Colmo Golov, a famous Russian mathematician, believes that when mathematics can begin to appear, people's normal psychological development will stop.
Of course, not all mathematicians are different from ordinary people. However, for those math geeks, Colmo Golov's explanation may be worth talking about.
Voice and numbers
Aryabhata, an ancient Indian astronomer and mathematician, wrote a poem in 499 AD, when he was 23 years old. In fact, this is a sine table, and each letter in the text represents a specific number.
Indians have a tradition of "counting by sound" For example, use the 25 categories in Sanskrit (? The original is classified consonants, that is, from K to M, to represent 1 to 25; Eight unclassified consonants, namely from Y to H, are used to express the 30th power of 10 to the 30th power of 10/00; Nine vowels, namely A to au, are used to express the 0 th power of 100 to the 8 th power of 100. Therefore, khyughr = (4x1003)+(2+30)1002 = 4320000.
Why is Indian culture not afraid of large numbers? Is it because Indians are used to tens of thousands of meters of mountains? Isn't it strange that a river thousands of meters wide runs thousands of miles? Why do Indians have the enthusiasm to construct the shortest phrases to express those huge and friendly numbers? In ancient India, people would say that a grammarian would be as happy as having a son if he could omit half a syllable from the expression of a grammatical rule. For ancient Indians, sound is sacred, and one syllable can hold infinity: the smallest word is accompanied by huge numbers.
(Roddam Narasimha, Sine in Concise Poems, Nature, 200 1, 4 14 (6866): 85 1)
I once wrote an essay Science and Music (/blog/user_content.aspx? Id=5 172), "The scientific life of note jumping" (/blog/user_content.aspx? Id=37739), briefly discuss the relationship between science and music. The view of ancient Indians on the relationship between numbers and sounds provides another perspective for exploring the relationship between science and music.
I don't know much about aryabhata. The following is a brief introduction to him from a website in Hong Kong. ( http://www.edp.ust.hk/previous/math/history/3/3_97.htm )
Aryabhata No.1 [Aryabhatai] AD 476-550, India.
He is the earliest known Indian mathematician and belongs to Zusumabro School. He mainly has two works: one is the Almanac of Ayabata, which was written in 499 AD, including astronomical watch, arithmetic, time measurement and ball. This book has ***4 lines, consisting of 12 1. Among them, there are two lines and 33 lines about mathematics, including arithmetic, algebra, geometry, trigonometry and other knowledge.
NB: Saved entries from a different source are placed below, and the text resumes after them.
PR #5059, opened 2024-09-05
Fix LAPACK larfg function signature mismatch (SciPy)

agriyakhetarpal:
### Description

This PR closes #3379. It patches the function signature for the `larfg` subroutine in `scipy/linalg/flapack_other.pyf.src` to remove an `lx` additional argument that was being passed, resolving the original reproducer posted in the issue. However, I am not as acquainted with Fortran, so please let me know if there is a better way to do this and I can try to learn that.

@ilayn, I know that you had mentioned in https://github.com/pyodide/pyodide/issues/3379#issuecomment-2160587164 that you would do it when you would have got the chance; I hope it is okay with you for me to take it up because I felt that this was a reasonably easy fix to incorporate! I have granted you co-authorship in the patch file, thank you :)

### Checklists

- [x] Add / update tests

PR #5060, opened 2024-09-06
Fix SciPy LAPACK larf function signature mismatch

agriyakhetarpal:
### Description

From #5059 – I added the relevant test in `test_scipy.py`, but forgot to remove the test skip from `scipy-conftest.py`.

### Checklists

- [x] Add / update tests

### DIFF
--- a/packages/scipy/scipy-conftest.py
+++ b/packages/scipy/scipy-conftest.py
@@ -89,7 +89,6 @@ tests_to_mark = [
     # scipy/linalg tests
     ("test_blas.+test_complex_dotu", skip, todo_signature_mismatch_msg),
     ("test_cython_blas.+complex", skip, todo_signature_mismatch_msg),
-    ("test_lapack.py.+larfg_larf", skip, todo_signature_mismatch_msg),
     # scipy/ndimage/tests
     ("test_filters.py::TestThreading", xfail, thread_msg),
     # scipy/optimize/tests


hoodmane:
Do you think it was it a regression?

agriyakhetarpal:
The reproducer @lesteve had posted in the original issue (#3865) doesn't fail anymore (which is great), but `scipy/linalg/tests/test_lapack.py::test_larfg_larf` still fails – both code snippets are different. The fix in that PR was thus only partial – so, not a regression.

agriyakhetarpal:
Running the test step-by-step, we get:

```python
alpha, x, tau = larfg(a.shape[0]-1, a[1, 0], a[2:, 0]) # this works now
```

and further below:

```python
a[1:, :] = larf(v, tau.conjugate(), a[1:, :], np.zeros(a.shape[1]))
```

returns

`RuntimeError: call_indirect to a signature that does not match (evaluating '__pyproxy_apply(r,e,n,o,s)')`

so #5059 indeed fixed `larfg`, but not `larf`.

agriyakhetarpal:
I can further attempt to fix the signature for `larf` here and un-skip the test completely, but it looks a little more complicated to handle than `larfg`, let's see :) Otherwise, we definitely had an improvement, even though it was a partial one, and no regressions were involved – there is, hence, no need to revert #5059.

lesteve:
OK, thanks for trying, I got a bit too enthusiastic :sweat_smile:

hoodmane:
> The reproducer @lesteve had posted in the original issue (https://github.com/pyodide/pyodide/issues/3865) doesn't fail anymore (which is great)

So we definitely shouldn't revert I'd think.

agriyakhetarpal:
And I see https://github.com/scipy/scipy/pull/21290 with the problem :) @hoodmane, do we need to patch the entire file here to fix the line endings?

agriyakhetarpal:
We could fix this on the `pyodide-build` side by changing the patch command to `git am <...>`, but I fear breaking other patches in the wake of other files having improper endings, and `patch --binary` is the best option, anyway. I couldn't get the patch to apply so far, so I'm not sure what I am missing.

PR #5010, opened 2024-08-15
Add as_py_json method to appropriate JsProxies

hoodmane:
This is the Js to Python analogue of `asJsJson`. There's a fair amount of overlap in behavior with as_object_map here.

- [x] Add a [CHANGELOG](https://github.com/pyodide/pyodide/blob/main/docs/project/changelog.md) entry
- [x] Add / update tests
- [x] Add new / update outdated documentation

PR #5069, opened 2024-09-11
jsbind: Add support for Json as a JS to python annotation

hoodmane:
This is a quick followup to #5010 that makes `jsbind` use `as_py_json` in the expected way. No changelog needed since it's still not public API.

- [x] Add / update tests


ryanking13 (approved):
Thanks!

hoodmane:
Thanks for the review!

PR #5072, opened 2024-09-13
chore: bump iminuit to v2.29.1, and `scikit-learn` to v1.5.2

agriyakhetarpal:
### Description

This PR bumps two packages:
- `iminuit` to [version `2.29.1`](https://github.com/scikit-hep/iminuit/releases/tag/v2.29.1). The patch previously added in #4767 can now be deleted and dependence on `packaging` can be removed. Tagging the recipe maintainer @henryiii for visibility.
- `scikit-learn` to [version `1.5.2`](https://github.com/scikit-learn/scikit-learn/releases/tag/1.5.2). Tagging the recipe maintainer @lesteve for visibility.

I was previously involved with helping review the files associated with their recipes, so I thought it would be good to get updated versions of them before 0.27 stable lands.

### Checklists

- [x] Add a [CHANGELOG](https://github.com/pyodide/pyodide/blob/main/docs/project/changelog.md) entry
- [ ] Add / update tests

PR #5074, opened 2024-09-13
Remove `-fexceptions` from `pybind11`-based projects: `iminuit` and `boost-histogram`, bump `boost-histogram` to 1.5.0

agriyakhetarpal:
### Description

Post https://github.com/pybind/pybind11/pull/5298 and https://github.com/pybind/pybind11/pull/5301, we can remove `-fexceptions` from the compiler and the linker flags, since `pybind11` version 2.13.3 and later will set those for us. I removed them from `iminuit` over from #5072 and from `boost-histogram`.

Additionally, bumped `boost-histogram` to version 1.5.0. Are there any more packages that I might be missing?

cc: @henryiii

### Checklists


ryanking13 (approved):
Thanks!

Another book about celestial arithmetic has been lost.
He has made many contributions to mathematics, among which sine table and the solution of indefinite equation are his most representative achievements.
He pointed out that π = (104× 8+62000) ÷ 20000 = 3.1416; In the aspect of making sine table, the circumference is divided into 360 equal parts, and each equal part has 60 small equal parts. Its characteristic is to calculate the length of the half chord equivalent to the current sine line, rather than the length of the whole chord, which is different from that of the vegetable man.
He established the principle of using -ax = c [A, B, C are all integers] to find the general solution of positive integers of an indefinite equation, which was at the forefront of the world at that time, and its method was actually division by turns.
Aryabhata is an important figure in the history of Indian science. In memory of him, the first artificial satellite launched by India in April 1975 was named aryabhata.